Reactive oxygen species can be neutralized by endogenous antioxidant systems that include GSH-Px, SOD, and catalase antioxidant enzymes. Despite no differences in NADPH oxidase activity, systemic antioxidant enzymes were modulated by apocynin and diabetes. Catalase, SOD, and GSH-Px activity was reduced in the DM group. The influence of apocynin differed between control and diabetic rats. Apocynin reduced SOD and GSH-Px activity in control rats, and restored catalase and SOD activity in diabetic rats. We have previously observed that apocynin reduces myocardial GSH-Px activity in hypertensive rats [20]. Apocynin-induced normalization of SOD activity was recently reported in diabetic rabbits [25]. Reactive oxygen species generation intensity modulates the response to oxidative stress. While low concentrations of reactive oxygen species stimulate antioxidant enzymes, high concentrations inhibit enzymatic activity leading to cellular damage [62]. Our results suggest that apocynin had a beneficial effect on diabetic rats by restoring SOD and catalase activity.

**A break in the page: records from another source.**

PR #2229, opened 2021-02-08
refactor(compiler): Remove deprecated compile method

pmdartus:
## Details

This PR removes the `compile` method from `@lwc/compiler`. This code is not used in OSS nor on the platform. This API is just adding dead weight when installing this package.

Original `node_modules` size: 102.3 MB
Updated `node_modules` size: 68.4 MB

The `compile` API has been deprecated for a while now. Consumers should rely on the `transform` API for transforming LWC files or the `@lwc/rollup-plugin` for bundling LWC components.

## GUS bug:
W-8950182


packages/@lwc/compiler/src/transformers/transformer.ts
```diff
@@ -5,19 +5,18 @@
...
 import templateTransformer from './template';
 import scriptTransformer from './javascript';
 
-import { isString } from '../utils';
-import { SourceMap } from '../compiler/compiler';
-
 export interface TransformResult {
     code: string;
-    map: SourceMap | null;
+    map: any | null;
```
ravijayaramappa, line 19: `any` is sufficient here IMO

ravijayaramappa, line 19:
```suggestion
    map: unknown;
```

ravijayaramappa (approved):

ekashida (approved):
Looks good but the removal of so many tests had me wondering if we're losing coverage and there wasn't much of a difference (I guess because the individual transform packages are well-tested), but I did notice a drop in `transformer.ts` from 80 to 60 (% Branch) and in `options.ts` across all the metrics.

Feel free to merge if this is expected.

pmdartus:
I want to remove the `option.ts` entirely in the future. The `@lwc/compiler` is doing config normalization while individual packages like `@lwc/template-compiler` and `@lwc/style-compiler` are doing this. I want to do this is in follow-up PR.

PR #2234, opened 2021-02-09
refactor(template-compiler): Remove iterator.next restriction

pmdartus:
## Details

As of today is an expression attempts to access the `next` value on an iterator the compiler throws an error. This was originally designed like that because the `.next()` methods on a JavaScript iterator is used to request the next item from the iterator. This restriction forces the template compiler to traverse the AST tree multiple times per expression to detect if a given identifer is bound to an iterator.

This PR removes restriction since LWC doesn't implement the JavaScript iterator protocol to implement the `iterator:` directive. This also speeds up the expression parsing by removing the need to traverse the AST. After this PR, accessing a `.next` on an iterator will return `undefined`.


jodarove (approved):
lgtm

PR #2623, opened 2022-01-06
fix(style-compiler): fix vendor-prefixed animation properties (backport)

### LINKED ISSUE #2619: Scoped keyframes don't handle -webkit prefixed properties

nolanlawson:
Backport version of #2620. Fixes #2619.

See #2620 for full details.


divmain (approved):
LGTM

jodarove (approved):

Apocynin (4-hydroxy-3-methoxyacetophenone) is a methoxy-substituted catechol derived from the medicinal herb P. kurroa [16]. Its antioxidant effects have been evaluated in several experimental studies, mostly as a NADPH oxidase inhibitor [17, 23]. However, this property has been put in check since apocynin failed to inhibit NADPH oxidase in cell culture; apocynin actually acted as a reactive oxygen species scavenger or a pro-oxidant agent [19, 63, 64]. Apocynin can also prevent NF-κB activation [24] and modulate nitric oxide-dependent pathways [65]. In several heart failure models, apocynin attenuated myocardial oxidative stress, apoptosis, hypertrophy, fibrosis, and diastolic dysfunction [11, 24, 66, 67].

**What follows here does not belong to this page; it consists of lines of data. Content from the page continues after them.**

PR #2626, opened 2022-01-07
test(hydration): add hydration tests for lightdom and slots

jodarove:


packages/integration-karma/test-hydration/light-dom/scoped-styles/can-scope-shadow-dom-styles/index.spec.js
```diff
@@ -0,0 +1,12 @@
+export default {
+    test(target) {
+        // @todo: this failure may have to do with SSR, need to check.
```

However, only a few authors have examined the effects of apocynin on diabetic cardiomyopathy [13, 15, 25]. In accordance with our results, apocynin attenuated ventricular and myocardial dysfunction in diabetic mice [15, 49] and decreased reactive oxygen species production and apoptosis in the heart [13]. In diabetic mice [13, 15] and rabbits [25], apocynin also inhibited NADPH oxidase activity, which was not observed in our study. The conflicting result concerning these previous studies is probably related to the different animal species being evaluated. To the best of our knowledge, this is the first study to evaluate the cardiac effects of apocynin in diabetic rats. In summary, we showed that apocynin provided a mild improvement in ventricular diastolic function and myocardial contractile function and restored systemic SOD and catalase antioxidant enzyme activity. Further studies are needed to improve understanding of the influence apocynin has on the pathophysiology of diabetic cardiomyopathy.

Conclusion

Apocynin restores serum antioxidant enzyme activity despite unchanged myocardial NADPH oxidase activity in diabetic rats. This study reinforces the potential beneficial influence of antioxidants in diabetic cardiomyopathy.